Riegel continued to work at clinics, camps and periodically in gyms, some affiliated with USA Gymnastics, during the national governing body’s investigation as well as his suspension. Riegel said he was cleared to continue working at clinics and camps during his suspension by then USA Gymnastics chief executive officer Steve Penny.
The U.S. Olympic and Paralympic Committee created and funded U.S. Center for SafeSport recently encouraged Riegel to apply for a spot on an athlete advisory team it is launching.
“I think you would be a great asset,” Libby Bailey, a senior investigator for SafeSport, wrote in a June 21 email to Riegel in which she attached an application for the advisory team.
SCNG was first made aware of the allegations against Riegel by two parents and two former gymnasts who trained with him at Trinity after an SCNG profile of Riegel was posted online last Friday.
Riegel alleges in the profile that he was sexually abused between the ages of 8 and 16 by his coach Larry Moyer in the late 1970s and early 80s. He also alleges that top officials and coaches with USA Gymnastics, then known as the U.S. Gymnastics Federation, ignored his repeated complaints about Moyer’s alleged abuse.
Former U.S. Gymnastics CEO Mike Jacki confirmed in the story that he told Moyer to leave the sport in 1991 or Jacki would go public with Riegel’s allegations. Moyer agreed to remove himself from the sport but was never formally banned by the U.S. Gymnastics Federation or USA Gymnastics. The U.S. Center for SafeSport has begun an initial investigation of Moyer, according to a person familiar to the case.
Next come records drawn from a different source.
PR #251, opened 2024-05-14
fix charm tracing cert

### LINKED ISSUE #250: charm tracing fails over tls
### Bug Description

When trying to integrate alertmanager with tempo to send its charm traces over tls, it fails to do with an exception "Exception while exporting Span batch."

### To Reproduce

juju deploy cos-lite --trust
juju refresh alertmanager --channel latest/edge
juju deploy tempo-k8s tempo --channel latest/edge
juju deploy self-signed-certificates
juju integrate self-signed-certificates:certificates alertmanager:certificates
juju integrate self-signed-certificates:certificates tempo:certificates
juju integrate tempo:tracing alertmanager:tracing
wait for an event on alertmanager (e.g: update-status)
look for error in juju logs

### Environment

juju version: 3.4.2-genericlinux-amd64
microk8s version: MicroK8s v1.28.7 revision 6532
alertmanager rev: 112

### Relevant log output

```shell
unit-alertmanager-0: 12:21:07 ERROR unit.alertmanager/0.juju-log Exception while exporting Span batch.
Traceback (most recent call last):
  File "/var/lib/juju/agents/unit-alertmanager-0/charm/venv/opentelemetry/sdk/trace/export/__init__.py", line 367, in _export_batch
    self.span_exporter.export(self.spans_list[:idx])  # type: ignore
  File "/var/lib/juju/agents/unit-alertmanager-0/charm/venv/opentelemetry/exporter/otlp/proto/http/trace_exporter/__init__.py", line 145, in export
    resp = self._export(serialized_data)
  File "/var/lib/juju/agents/unit-alertmanager-0/charm/venv/opentelemetry/exporter/otlp/proto/http/trace_exporter/__init__.py", line 114, in _export
    return self._session.post(
  File "/var/lib/juju/agents/unit-alertmanager-0/charm/venv/requests/sessions.py", line 637, in post
    return self.request("POST", url, data=data, json=json, **kwargs)
  File "/var/lib/juju/agents/unit-alertmanager-0/charm/venv/requests/sessions.py", line 589, in request
    resp = self.send(prep, **send_kwargs)
  File "/var/lib/juju/agents/unit-alertmanager-0/charm/venv/requests/sessions.py", line 703, in send
    r = adapter.send(request, **kwargs)
  File "/var/lib/juju/agents/unit-alertmanager-0/charm/venv/requests/adapters.py", line 458, in send
    self.cert_verify(conn, request.url, verify, cert)
  File "/var/lib/juju/agents/unit-alertmanager-0/charm/venv/requests/adapters.py", line 261, in cert_verify
    raise OSError(
OSError: Could not find a suitable TLS CA certificate bundle, invalid path: /etc/alertmanager/alertmanager.cert.pem
```

### Additional context

_No response_

michaeldmitry:
## Issue
Fixes #250

## Solution
ca cert is pushed into charm container, so pass ca cert path to trace_charm decorator to use that for tls communication with tempo

## Context
1- Depends on https://github.com/canonical/tempo-k8s-operator/pull/98 
2- Assumes alertmanager and tempo have tls enabled
3- Assumes CA of alertmanager is the same for the one used by tempo's cert

### DIFF
--- a/src/charm.py
+++ b/src/charm.py
@@ -56,7 +56,7 @@ logger = logging.getLogger(__name__)
 
 @trace_charm(
     tracing_endpoint="tracing_endpoint",
-    server_cert="server_cert_path",
+    server_cert="server_ca_cert_path",
     extra_types=(
         AlertmanagerProvider,
         CertHandler,
@@ -581,9 +581,9 @@ class AlertmanagerCharm(CharmBase):
         return None
 
     @property
-    def server_cert_path(self) -> Optional[str]:
-        """Server certificate path for tls tracing."""
-        return self._server_cert_path
+    def server_ca_cert_path(self) -> Optional[str]:
+        """Server CA certificate path for tls tracing."""
+        return self._ca_cert_path if self.server_cert.enabled else None
 
 
 if __name__ == "__main__":
--- a/src/charm.py
+++ b/src/charm.py
@@ -439,7 +439,7 @@ class AlertmanagerCharm(CharmBase):
             self.unit.status = BlockedStatus(str(e))
             return
 
-        if update_ca_certs:
+        if update_ca_certs and self.server_cert.enabled:
             self._update_ca_certs()
 
         # Update pebble layer
@@ -465,7 +465,7 @@ class AlertmanagerCharm(CharmBase):
 
     def _on_config_changed(self, _):
         """Event handler for ConfigChangedEvent."""
-        self._common_exit_hook()
+        self._common_exit_hook(update_ca_certs=True)
 
     def _on_peer_relation_joined(self, _):
         """Event handler for replica's RelationChangedEvent."""
--- a/src/charm.py
+++ b/src/charm.py
@@ -439,7 +439,7 @@ class AlertmanagerCharm(CharmBase):
             self.unit.status = BlockedStatus(str(e))
             return
 
-        if update_ca_certs and self.server_cert.enabled:
+        if update_ca_certs:
             self._update_ca_certs()
 
         # Update pebble layer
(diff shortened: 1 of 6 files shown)


src/charm.py
```diff
@@ -383,7 +383,7 @@ def _render_manifest(self) -> ConfigFileSystemState:
                 self._templates_path: config_suite.templates,
                 self._amtool_config_path: config_suite.amtool,
                 self._server_cert_path: self.server_cert.server_cert,
-                self._key_path: self.server_cert.private_key,
+                self._key_path: self.server_cert.private_key if self.server_cert.enabled else None,
```
mmkay, line 386: Do we still need this change?

src/charm.py
```diff
@@ -439,7 +439,7 @@ def _common_exit_hook(self, update_ca_certs: bool = False) -> None:
             self.unit.status = BlockedStatus(str(e))
             return
 
-        if update_ca_certs:
+        if update_ca_certs and self.server_cert.enabled:
```
mmkay, line 442: This hook can also be triggered to unlink the certificates after the relation to CA is removed. With this change we wouldn't be unlinking the CA cert which we likely want to do.

mmkay (changes requested):
Not that up to date with alertmanager but I think we might be breaking the flow on unlinking the certificates here. 

Might be worth re-testing or adding a test case if that one isn't covered yet.

src/charm.py
michaeldmitry: yes
without it, private key will be generated and copied in the container filesytsem without even linking to certs
Also, UTs will break :D

mmkay: Should we do the same about the other paths then?

PietroPasotti: private_key is always present, it should just not be used as an existence check

PietroPasotti (approved):
LGTM.

mmkay (approved):

PR #264, opened 2024-06-10
add prometheus scrape jobs for all units

### LINKED ISSUE #151: Only leader scrape jobs are sent to Prometheus
### Enhancement Proposal

As @simskij said in [this comment](https://github.com/canonical/alertmanager-k8s-operator/pull/150#issuecomment-1513199310) Alertmanager is not providing a scrape job for all units, but only for the leader.

This is because Alertmanager requires `ingress-per-app`: 

```yaml
requires:
  ingress:
    interface: ingress
    limit: 1
    description: |
      Alertmanager typically needs a "per app" ingress, which is available in the traefik charm[1].

      [1] https://charmhub.io/traefik-k8s
```
We need `ingress-per-app` so alerts can be seen from outside the k8s cluster, but in the other hand we need `ingress-per-unit` so we can send unit scrapes jobs to Prometheus.

ca-scribner:
## Issue
closes #151

## Solution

Moyer denies sexually abusing Riegel.
“Any disciplinary document, record or communication is confidential. USA Gymnastics typically does not comment on a membership matter unless the resolution involves a public-facing result. Mr. Riegel acknowledged he was suspended in the letter he sent to the USA Gymnastics Board of Directors last fall and, based on the recent story, has shared that letter with the (SCNG),” USA Gymnastics said in a statement to SCNG. “As a result, USA Gymnastics confirms it suspended Mr. Riegel’s membership for three years (February 2015-February 2018) following an investigation into Mr. Riegel’s conduct referenced in his letter to the Board. In June 2018, USA Gymnastics issued an interim measure suspension under USA Gymnastics Bylaw 10.5 due to new concerns related to the circumstances for Mr. Riegel’s original suspension. His name was placed on the interim measures list on the website after USA Gymnastics forwarded the matter to the U.S. Center for SafeSport for further review. Mr. Riegel’s name was removed from the suspended list in October 2018 when the Center closed the matter.”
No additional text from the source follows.